Load steps with user-defined functions
Guide objective
This guide focuses on how to use target database user-defined functions (UDFs) in Agile Data Engine loads.
Snowflake
See also:
Examples
Creating or replacing a function in a load step
In this example, data is generated to target table STG_GENERATED_DATA with a user-defined function written in Python. Note that this example uses built-in ADE variables target_schema and target_entity_name.

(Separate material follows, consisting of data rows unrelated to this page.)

PR #12601, opened 2025-03-04
`publish`reject compose file with bind mounts

ndeloof:
**What I did**
`publish` reject compose file with bind mounts
Compose file author should rely on volumes to prevent consumer to expose personal data to a potentially untrusted compose stack

**Related issue**
https://docker.atlassian.net/browse/APCLI-878

### DIFF
--- a/pkg/compose/publish.go
+++ b/pkg/compose/publish.go
@@ -155,6 +155,15 @@ func (s *composeService) preChecks(project *types.Project, options api.PublishOp
 		}
 		return acceptPublishEnvVariables(s.dockerCli)
 	}
+
+	for name, config := range project.Services {
+		for _, volume := range config.Volumes {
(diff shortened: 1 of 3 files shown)


pkg/compose/publish.go
```diff
@@ -155,6 +155,15 @@ func (s *composeService) preChecks(project *types.Project, options api.PublishOp
 		}
 		return acceptPublishEnvVariables(s.dockerCli)
 	}
+
+	for _, config := range project.Services {
+		for _, volume := range config.Volumes {
+			if volume.Type == types.VolumeTypeBind {
+				return false, errors.New("cannot publish a compose file relying on bind-mount. You should use volumes")
```
glours, line 162: Maybe we could let the user know which service has a bind mount declared, no?

glours (approved):

PR #12606, opened 2025-03-06
Publish compose file with required siblings used by `extends`

ndeloof:
**What I did**

Include sibling compose files used by `extends` when publishing a compose application as OCI artifact.
These sibling files are named based on hash so that we don't have to manage complex scenarios with relative paths.
Annotation is added to OCI layer to distinguish extends files vs the main compose files to define the compose application.

**Related issue**
https://docker.atlassian.net/browse/APCLI-1016


pkg/compose/publish.go
```diff
@@ -116,6 +151,94 @@ func (s *composeService) publish(ctx context.Context, project *types.Project, re
...
+		hash := fmt.Sprintf("%x.yaml", sha256.Sum256([]byte(xf)))
+		extFiles[xf] = hash
+
+		// FIXME implement without relying on yqlib so we don't get extra dependencies
+		exp := fmt.Sprintf(".services.%s.extends.file = %q", name, hash)
+		encoder := yqlib.NewYamlEncoder(yqlib.YamlPreferences{
+			ColorsEnabled: false,
+		})
+		decoder := yqlib.NewYamlDecoder(yqlib.YamlPreferences{})
+		out, err := yqlib.NewStringEvaluator().Evaluate(exp, string(f), encoder, decoder)
```
ndeloof, line 232: TODO: I'm investigating if we could avoid ylib as a dependency and "just" reproduce this single search-and-replace feature

glours: Do you want to make the changes in this PR or in a follow up one?

glours (approved):
Sounds good to me 👍

pkg/compose/publish.go
ndeloof: I'll look into this as a follow-up

PR #12611, opened 2025-03-06
only load env_file after services have been selected

ndeloof:
**What I did**
resolve `env_file` _after_  active services have been selected, so we don't read (potentially missing) env_file for inactive ones

**Related issue**
fixes https://github.com/docker/compose/issues/8713
requires https://github.com/compose-spec/compose-go/pull/751

### DIFF
--- a/cmd/compose/compose.go
+++ b/cmd/compose/compose.go
@@ -170,7 +170,7 @@ func (o *ProjectOptions) WithServices(dockerCli command.Cli, fn ProjectServicesF
 	return Adapt(func(ctx context.Context, args []string) error {
 		options := []cli.ProjectOptionsFn{
 			cli.WithResolvedPaths(true),
-			cli.WithDiscardEnvFile,
+			cli.WithoutEnvironmentResolution,
 		}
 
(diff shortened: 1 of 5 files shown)


glours (approved):
LGTM 👍

masalim2:
@ndeloof is it possible this change would cause `env_file` not to be read when a `docker compose run` command is invoked on a service without specifying its profile explicitly?

Concretely:

```yaml
service-foo:
  profiles: ["foo"]
  env_file: settings.env
```

```bash
# stuff from settings.env is missing!
$ docker compose run --entrypoint /bin/bash service-foo -c 'printenv'
```

Apologies if a closed PR is not a good thread for this type of question.  I've noticed a regression in my CI suite in moving from Compose 2.33.1 to 2.34.0, and I'm realizing it may be that I was depending on the behavior prior to this change.  It doesn't feel exactly like a bug and I wasn't able to put together a quick reproducer.

ndeloof:
@masalim2 see https://github.com/docker/compose/issues/12644

masalim2:
Ah I was only looking at open issues and missed this.  Thank you!!

PR #12615, opened 2025-03-07
implement extends.file replace without yqlib

ndeloof:
**What I did**
implemented replacement of `services.xx.extends.file` without relying on yqlib

**Related issue**


glours (approved):
Noice 👍

PR #12620, opened 2025-03-10
use Defang secret-detector to identify potential secret leaks before publishing OCI artifacts

glours:
**What I did**
Use Defang Labs `secret-detector` library to detect potential secret leaks before publishing OCI artifacts and ask user if they really want to publish their Compose stacks with those data

**Related issue**
https://docker.atlassian.net/browse/APCLI-876

image


glours:
I had to load compose files without interpolation and env resolution, then marshall them back to yaml because `secret-detector` doesn't handle properly `environment` attribute as a list and don't detect potential leaks

pkg/compose/publish.go
```diff
@@ -334,3 +360,99 @@ func (s *composeService) checkOnlyBuildSection(project *types.Project) (bool, er
...
+			findings, err := scan.ScanFile(envFile.Path)
+			if err != nil {
+				return nil, fmt.Errorf("failed to scan env file %s: %w", envFile.Path, err)
+			}
+			allFindings = append(allFindings, findings...)
+		}
+	}
+
+	// Check configs defined by files
+	for _, config := range project.Configs {
```
ndeloof, line 403: AFAICT we do **not** publish the configs and secrets files (yet) as part of the `publish` command

ndeloof (approved):

PR #12626, opened 2025-03-11
Introduce --env-from-file in `docker compose run` command

ndeloof:
**What I did**
Allow to set `run` environment from env file

**Related issue**
fix https://github.com/docker/compose/issues/8379
based on https://github.com/docker/compose/pull/9169


cmd/compose/run.go
```diff
@@ -65,6 +67,7 @@ type runOptions struct {
 	ignoreOrphans bool
 	removeOrphans bool
 	quietPull     bool
+	EnvFiles      []string
```
glours, line 70: doest it need to be access somewhere else?
```suggestion
	envFiles      []string
```

glours (approved):
Sounds good to me

glours:
@ndeloof you forgot to regenerate the doc 😉

PR #12629, opened 2025-03-12
make publish a regular command of Compose

glours:
**What I did**
Move `publish` away from the `alpha` command umbrella

**Related issue**
N/A

image

### DIFF
--- a/cmd/compose/publish.go
+++ b/cmd/compose/publish.go
@@ -20,12 +20,12 @@ import (
 	"context"
 	"errors"
 
+	"github.com/docker/cli/cli"
 	"github.com/docker/cli/cli/command"
+	"github.com/docker/compose/v2/pkg/api"
 	"github.com/sirupsen/logrus"
 	"github.com/spf13/cobra"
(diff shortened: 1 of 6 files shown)


cmd/compose/publish.go
```diff
@@ -46,7 +46,7 @@ func publishCommand(p *ProjectOptions, dockerCli command.Cli, backend api.Servic
 		RunE: Adapt(func(ctx context.Context, args []string) error {
 			return runPublish(ctx, dockerCli, backend, opts, args[0])
 		}),
-		Args: cobra.ExactArgs(1),
+		Args: cli.RequiresMinArgs(1),
```
ndeloof, line 49: why this change ? Don't we only support a single (required) arg for this command ?

ndeloof (approved):

cmd/compose/publish.go
ndeloof, line 49:
```suggestion
		Args: cli.ExactArgs(1),
```

PR #12853, opened 2025-05-20
only use attestation when building image outside the development inner loop

glours:
When building a image, by default attestation are generated and modify the image ID which trigger a container recreation on up and run command even if there isn't any changes on the image content itself

**What I did**
* Added the `provenance` attribute to the build options, which is set to true only when build command is used
* Remove attestation if build is coming from inner loop process or if user set `none` mode from the `build` command line

**Related issue**

image

### DIFF
--- a/cmd/compose/build.go
+++ b/cmd/compose/build.go
@@ -46,7 +46,7 @@ type buildOptions struct {
 	deps       bool
 	print      bool
 	check      bool
-	provenance string
+	provenance bool
 }
 
 func (opts buildOptions) toAPIBuildOptions(services []string) (api.BuildOptions, error) {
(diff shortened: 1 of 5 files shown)


crazy-max (commented):
From build tool standpoint, `provenance` flag is a shorthand that can either be a `bool` (to enable/disable) or provenance attributes (atm only mode attribute exists): https://docs.docker.com/build/metadata/attestations/slsa-provenance/#create-provenance-attestations

By default provenance flag is empty: https://github.com/docker/buildx/blob/ea2b7020a4645bff395eb49e4e87ef08ba24eb93/commands/build.go#L648

And it defaults to min: https://github.com/docker/buildx/blob/ea2b7020a4645bff395eb49e4e87ef08ba24eb93/build/opt.go#L153

If compose wants to use this shorthand then I think it should have the same behavior as build provenance flag.

So to summarize `provenance` field should be bool/string type:

* `--provenance=true`: enable provenance
* `--provenance=false`: disable provenance
* `--provenance=mode=xxx`: set mode (xxx can be `min` or `max`)

And defaults to empty so `build.Build` handles the default behavior.

___

In the case of your fix to disable provenance in the inner loop you would just need to set `Attests["provenance"] = nil` to disable provenance.

___

Maybe it would be better to handle that first to fix the issue and implement the `provenance` field in another PR as ti might need more thoughts?

ndeloof (approved):

crazy-max (approved):

PR #12859, opened 2025-05-21
report error (re)creating container

ndeloof:
**What I did**

As an error occurs (re)creating container, update progress with cause, but only for the culprit container - others will get context cancelled and report the same error as cause

```
$ docker compose up
[+] Running 2/2
 ✔ hello-arm64 Pulled                                                                                                                                                              1.1s 
 ✔ hello-amd64 Pulled                                                                                                                                                              1.1s 
[+] Running 1/2
 ✘ Container truc-hello-arm64-1               Error response from daemon: image with reference debian was found but its platform (linux/amd64) d...                                0.0s 
 ⠋ Container 445577bb3fe3_truc-hello-amd64-1  Recreate                                                                                                                             0.0s 
Error response from daemon: image with reference debian was found but its platform (linux/amd64) does not match the specified platform (linux/arm64)

```


glours (approved):
LGTM

PR #12877, opened 2025-05-27
refactor: use slices.Contains to simplify code

tongjicoder:
**What I did**

There is a [new function](https://pkg.go.dev/slices@go1.21.0#Contains) added in the go1.21 standard library, which can make the code more concise and easy to read.

**Related issue**

image


ndeloof:
you could go one step further and remove the StringContains function, replacing with this newer func from stdlib

Issue #12081, opened 2024-08-25
[BUG] Docker Compose pull fails when a required env_file is missing


KostaGorod:
### Description

I Believe this is part of previous requests https://github.com/docker/compose/issues/1973 & https://github.com/docker/compose/issues/9181.

which defines that some commands don't need to validate full config.

my issue that when I pull images, using  env_file with required=true.
the pull fails due to missing env file.

My expectation is that the `required`  is part of running the compose (and validating), not pulling.
If there is situation that env_file is expected as part of pull (which I'm not aware of such situations), I would expect option to declare that its required only for commands such `up` but ignored for `pull`.
for example `required: "runtime"`

### Steps To Reproduce

1. add to docker-compose.yml

```
env_file:
  - path: .myservice.env
    required: true
 ```
 
 2. run `docker compose pull`
 3. command fails due to missing file. - **undesired behavior**
 4. edit to `required: false`
 5. command succeeded.
 6. but now `docker compose up` ignores missing file as well 

### Compose Version

```Text
Docker Compose version v2.25.0
```

ndeloof:
Docker Compose indeed fully parse and resolve your compose file before it execute any command, and doing so will detect missing env file whenever this isn't used by the `pull` command.
This is comparable to https://github.com/docker/compose/issues/10993

We miss a more flexible mechanism to only load and validate required parts of a compose model depending on command being ran.

PR #12904, opened 2025-06-04
pull does not require env_file being resolved

ndeloof:
**What I did**

**Related issue**
fix https://github.com/docker/compose/issues/12081


glours (approved):
LGTM

PR #12906, opened 2025-06-05
(refactoring) introduce monitor to manage containers events and application termination

ndeloof:
**What I did**
refactoring:
- introduced `monitor` to dispatch container events and manage application termination
- re-implemented cascade stop as a separate component, relying on event dispatch
- re-implemented `watchcontainer` relying on event dispatch, removed from `start` and `log`
- `printer` only focus on rendering application status, not trying to detect termination - uses explicit termination
- removed useless pre-allocation of `presenter` (color) in `printer`. Will be set on first use.

improvement (2nd commit):
collecting start event, capture container's StartTime. This is used to collect logs using log API (we are too late to attach) and retrieve the very first logs. Tested using:
```go
func main() {
        fmt.Println("Hello, World!")
        time.Sleep(10*time.Second)
}
```

**Related issue**

image


glours (approved):
LGTM

PR #12908, opened 2025-06-06
move `run` logic inside backend

ndeloof:
**What I did**
refactored `run` so that all the container management logic is owned by backend
added support for `use_api_socket` as a syntaxic sugar, adding bind/config resources to compose model, the same way it is implemented as experimental by https://github.com/docker/cli/pull/5858 (waiting for actual support by Docker Engine)

**Related issue**

image

### DIFF
--- a/pkg/compose/apiSocket.go
+++ b/pkg/compose/apiSocket.go
@@ -1,0 +1,90 @@
+/*
+   Copyright 2020 Docker Compose CLI authors
+
+   Licensed under the Apache License, Version 2.0 (the "License");
+   you may not use this file except in compliance with the License.
+   You may obtain a copy of the License at
+
+       http://www.apache.org/licenses/LICENSE-2.0
+
+   Unless required by applicable law or agreed to in writing, software
+   distributed under the License is distributed on an "AS IS" BASIS,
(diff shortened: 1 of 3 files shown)


max-wittig:
Apparently now `docker compose run` does no longer consume environment variable so this broke our setup.

We normally inject proxy variables into a build process and docker compose used to automatically used those. Now they are not even consumed, if explicitly supplied via `docker compose run -e`

max-wittig:
Downgrading to `2.37.1` made it work again.

ndeloof:
@max-wittig I added an e2e test to check `docker compose run -e` works as expected and didn't detected any regression. Can you please give more details ?
(https://github.com/docker/compose/pull/12967)

max-wittig:
Thank you for your quick response!

Maybe its relevant that we need to set `DOCKER_BUILDKIT: 0` and that we use this command to maintain Sentry? 

See: https://github.com/getsentry/self-hosted/blob/494051b8df0c6e18badb701daf85b3818c170888/install/set-up-and-migrate-database.sh#L14

`docker compose --profile feature-complete run --rm web upgrade --noinput --create-kafka-topics`

And maybe its actually another change in `2.37.2` that causes this, but I'm not sure. I was really thinking that this could be the cause.

PR #12929, opened 2025-06-10
track only images for services to be built

### LINKED ISSUE #12928: [BUG] build failing to check already built dependencies
### Description

I'm running the code that's on `main` . Because of #12925 it now [produces bake targets for all services](https://github.com/docker/compose/commit/213c03f99afc516b76bdf46f60769d3fa7015359)

This now causes all depedencies to be in the expected built images and causes an error.

### Steps To Reproduce

```yaml
services:
  main:
    build:
      dockerfile_inline: |
        FROM alpine
    entrypoint: ["echo", "Hello from main"]
    depends_on:
      - dep1

  dep1:
    build:
      dockerfile_inline: |
        FROM alpine
    entrypoint: ["echo", "Hello from dep1"]
```
first run `docker compose dep1` 
then run  `docker compose main` - this will build the image but exit with an error `build result not found in Bake metadata for service dep1`

### Compose Version

```Text
Commit 213c03f
```

### Docker Environment

```Text

```

### Anything else?

_No response_

israelglar:
**What I did**
Added a conditional check to verify if a service exists in `serviceToBeBuild` before adding its image to the `expectedImages` map. This prevents unintended services from being included.

**Related issue**

fixes #12928 

### DIFF
--- a/pkg/compose/build_bake.go
+++ b/pkg/compose/build_bake.go
@@ -174,7 +174,10 @@ func (s *composeService) doBuildBake(ctx context.Context, project *types.Project
 		}
 
 		image := api.GetImageNameOrDefault(service, project.Name)
-		expectedImages[serviceName] = image
+
+		if _, ok := serviceToBeBuild[serviceName]; ok {
+			expectedImages[serviceName] = image
+		}
 
 		entitlements := build.Entitlements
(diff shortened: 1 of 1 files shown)


ndeloof:
Already fixed in another PR (my bad, I didn't reviewed yours before)

PR #12930, opened 2025-06-11
only look for required image in bake metadata

ndeloof:
**What I did**

**Related issue**
closes https://github.com/docker/compose/issues/12928


glours (commented):
it seams `image` should be added to the tags list 😅

ndeloof:
yes, I removed the wrong line 🥸

PR #12931, opened 2025-06-11
don't create metadatafile, just generate a random name

ndeloof:
**What I did**
only generate a random file name for bake metadata, don't actually create/open file
(this prevent conflict with atomicwritter)

**Related issue**
issue detected on Docker Desktop Windows


glours (approved):
LGTM

PR #12933, opened 2025-06-11
Fix the generated manifest for compose artifacts

jcarter3:
**What I did**
The generated manifests from `docker compose alpha publish` include setting the config as a layer -> [example](https://oci.dag.dev/?image=registry-1-stage.docker.io%2Fhubregistrystagetest%2Fflask-redis-compose-stack%3A1.0.0)

This PR updates this so that we will still push the empty descriptor blob (so the manifest push succeeds), but we don't set it as a layer.

**Related issue**


ndeloof:
for legal reasons 🤪 all contributors must sign-off commits so we can accept them in this repository
please amend your PR
thanks

PR #12942, opened 2025-06-15
replace "pipes.quote" with equivalent "shlex.quote"

asareynolds:
**What I did**
Replaced `pipes.quote` with equivalent `shlex.quote` to maintain functionality in Python 3.13 after [removal](https://peps.python.org/pep-0594) of `pipes`.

The following load steps are defined:
Truncate the target table in the first load step:
1. LOAD STEP NAME: truncate table
With SQL:
truncate table <target_schema>.<target_entity_name>
Create or replace temporary function:
2. LOAD STEP NAME: create_or_replace_temporary_function
With SQL:
create or replace temporary function <target_schema>.fake(
locale VARCHAR, seed INTEGER)
returns variant
language python
runtime_version = '3.8'
packages = ('faker','simplejson')
handler = 'fake'
as
$$
import simplejson as json
from faker import Faker
def fake(locale, seed):
fake = Faker(locale)
Faker.seed(seed)
results = {}
results['name'] = fake.name()
results['phone'] = fake.phone_number()
results['comp_name'] = fake.company()
data = json.dumps(results)
return json.loads(data)
$$;
Inserting generated data by calling the created UDF:
3. LOAD STEP NAME: insert_fake_data
With SQL:
insert into <target_schema>.<target_entity_name>
with faker as (
select
seq4() as rn,
<target_schema>.fake('fi_FI', rn) as rs
from table(generator(rowcount => 10000)))
select
date_part(epoch_millisecond, current_timestamp()) as stg_batch_id,
current_timestamp() as stg_create_time,
'faker' as stg_source_system,
'generated_data' as stg_source_entity,
'N/A' as stg_file_name,
rn,
rs:name::string as name,
rs:phone::string as phone,
rs:comp_name::string as comp_name
from faker;
Entity attributes in ADE:
Load steps in ADE:
Example package in Github
This example is available as an ADE package in GitHub. Packages can be imported with Import Package.
Using EXECUTE IMMEDIATE
With EXECUTE IMMEDIATE, you can execute SQL and Snowflake Scripting statements without creating a function object.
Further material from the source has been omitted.